Un peu plus loin, on découvrira également une cascade en dentelle. Ce textile, brodé et maniéré, est animé d'une façon si convaincante que l'on comprend qu'il s'agit d'une cascade d'eau. C'est là toute la force de cette esthétique, ne pas dissimuler le matériau de départ (des textiles, facilement reconnaissables) pour mieux le détourner et faire illusion (la dentelle qui fait penser à une cascade d'eau, les fils de laine qui renvoient à du sable mouvant...). Ainsi, on joue sur une signification à deux niveaux. Le matériau de départ et la symbolique.

III)  Variations du décor

Dans la lignée de cette esthétique intelligente, on retrouve de nombreuses variations du décor dans cet épisode. Que l'on soit dans le choix de niveau ou dans les niveaux eux-mêmes. Les développeurs laissent libre cours à leur imagination pour utiliser le mieux possible ce textile qui constitue l'univers de notre boule rose.

Plusieurs exemples. Tout d'abord, celui du volcan. On en rencontrera plusieurs dans le jeu. Chaque volcan, constitué de tissus cousus à une toile, impression de relief, se voit agrémenté d'un petit fil horizontal, en pointillé, au niveau de l'embouchure. En tirant sur ce fil, on resserre les tissus pour boucher le trou et ainsi arrêter la lave qui ne cessait de couler.


Autre idée ingénieuse, celle des éléments éloignés. Une plateforme est loin de vous, il suffit de tirer sur un fil pour plisser les tissus qui constituent le niveau et ainsi rapprocher la passerelle tant convoitée. Un dernier pour la route, la déformation, encore une impression de relief, du décor lorsque Kirby « rentre » dans un bâtiment. On ne voit plus notre héros mais on distingue une grosse boule qui déforme le tissu. C'est assez rare pour le dire, alors signalons-le, ce Kirby au fil de l'aventure nous donne enfin une impression de relief à une époque où la 3D intégrale règne. Comment faire ? Tout simplement en pensant un jeu 2D avec les techniques de la 3D. L'idée des tissus qui se déforment, plissent, chiffonnent est le concept qu'il fallait pour mettre cette idée sur pied.

Parlons rapidement du choix des niveaux. Au lieu d'avoir une banale carte, les développeurs continuent de travailler leur matériau de base. Ainsi, chaque nouveau niveau se traduit par un dévoilement de la carte façon textile.

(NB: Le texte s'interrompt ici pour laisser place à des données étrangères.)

PR #16464, opened 2025-06-29
Settings modal

deanhannigan:
## Description
All settings screens in Budibase have been consolidated into one common settings modal. Portal settings like user management, licensing, audit logs and AI are now available globally. So no more back and forth between the builder and the portal!

App settings have also been migrated and will appear in the modal when in the app builder.

Also:
- Licensing messaging and UX have been unified across all settings screens. 
- All routes are created using access aware config, so it should be a simple process to move pages around and manage the UX.
- Models now have unique internal ids to ensure nested content is parented correctly. Content relying on the nested modal context was attaching to the first modal and not the nested ones.

## Screenshots
Accessible in the top-right of the Portal or Builder.
Screenshot 2025-06-29 at 17 56 35

Portal user settings
Screenshot 2025-06-29 at 17 40 27

App settings
Screenshot 2025-06-29 at 17 45 49

## Launchcontrol
Move all settings pages for the portal and application into one global modal.


aptkingston (commented):
This is awesome @deanhannigan! Will attempt to do some code review, but I've just been using it for now and it works flawlessly - couldn't find any issues with it whatsoever.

On jette une sorte d'orbe, permettant de déverrouiller un nouveau niveau, et un ours (par exemple) quitte sa tanière. Le fait de quitter cet espace déforme le terrain et nous offre un moyen d'accès au niveau suivant : une porte trop haute. Autre dévoilement, un génie à qui l'on fait une offrande et qui dégage le reste de la carte, dentelle blanche (nuages), en soufflant. C'est ces petites attentions qui nous montrent que le choix d'un matériau de départ étonnant, le textile, offrit aux développeurs un terrain fertile pour leur créativité.

Choix des niveaux se déroulant sous la forme d'un papyrus

Mention :

Commentaire : Kirby au fil de l'aventure a des défauts comme une bande-son insupportable, un univers très niaiseux mais ce serait lui faire du tord que de considérer trop hautement ces détails. Ce nouveau Kirby reste un grand moment de créativité débridée où chaque élément est pensé et intelligemment mis en scène. Esthétique, structures des décors, gameplays...tous ces éléments se renouvellent pour notre plus grand plaisir.